- Work task: All entries must be transcribed exactly, down to the last character.
═══ Source material
PR #22053, opened 2023-01-28
🪟 🔧 Switch to `pnpm` for package managing

### LINKED ISSUE #21482: Update local webapp development instructions
### Tell us about the documentation you'd like us to add or update.
[Local webapp development.](https://docs.airbyte.com/contributing-to-airbyte/developing-locally#develop-on-airbyte-webapp)
Add `nvm install` command prior to `npm install`

### If applicable, add links to the relevant docs that should be updated
- [Develop on airbyte-webapp](https://docs.airbyte.com/contributing-to-airbyte/developing-locally#develop-on-airbyte-webapp)

timroes:
## What

Switches from using `npm` to `pnpm` for package managing in `airbyte-webapp`.

To use it locally you need to install the exact matching `pnpm` version:

```bash
# <version> must be the exact version from package.json > engines.pnpm
npm install -g pnpm@<version>
# Using it
pnpm i
pnpm start
# ...
```

Closes https://github.com/airbytehq/airbyte/issues/21482

## How

* Replace the `package-lock.json` with the `pnpm-lock.yaml` file.
* Switch Gradle tasks over to use `pnpm` instead of `npm`, also add an additional task that runs before `pnpmInstall` that validates we only have the `pnpm-lock.yml` file and no other lock file (to prevent accidental committing of a new `package-lock.json` file).
* `pnpm` has a patch mechanism built in, so I could remove the nasty `react-virtualize` patch code from Vite and instead use the proper `pnpm` patch mechanism for it.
══════
- Output of the task:
PR #22053, opened 2023-01-28
🪟 🔧 Switch to `pnpm` for package managing

### LINKED ISSUE #21482: Update local webapp development instructions
### Tell us about the documentation you'd like us to add or update.
[Local webapp development.](https://docs.airbyte.com/contributing-to-airbyte/developing-locally#develop-on-airbyte-webapp)
Add `nvm install` command prior to `npm install`

### If applicable, add links to the relevant docs that should be updated
- [Develop on airbyte-webapp](https://docs.airbyte.com/contributing-to-airbyte/developing-locally#develop-on-airbyte-webapp)

timroes:
## What

Switches from using `npm` to `pnpm` for package managing in `airbyte-webapp`.

To use it locally you need to install the exact matching `pnpm` version:

```bash
# <version> must be the exact version from package.json > engines.pnpm
npm install -g pnpm@<version>
# Using it
pnpm i
pnpm start
# ...
```

Closes https://github.com/airbytehq/airbyte/issues/21482

## How

* Replace the `package-lock.json` with the `pnpm-lock.yaml` file.
* Switch Gradle tasks over to use `pnpm` instead of `npm`, also add an additional task that runs before `pnpmInstall` that validates we only have the `pnpm-lock.yml` file and no other lock file (to prevent accidental committing of a new `package-lock.json` file).
* `pnpm` has a patch mechanism built in, so I could remove the nasty `react-virtualize` patch code from Vite and instead use the proper `pnpm` patch mechanism for it.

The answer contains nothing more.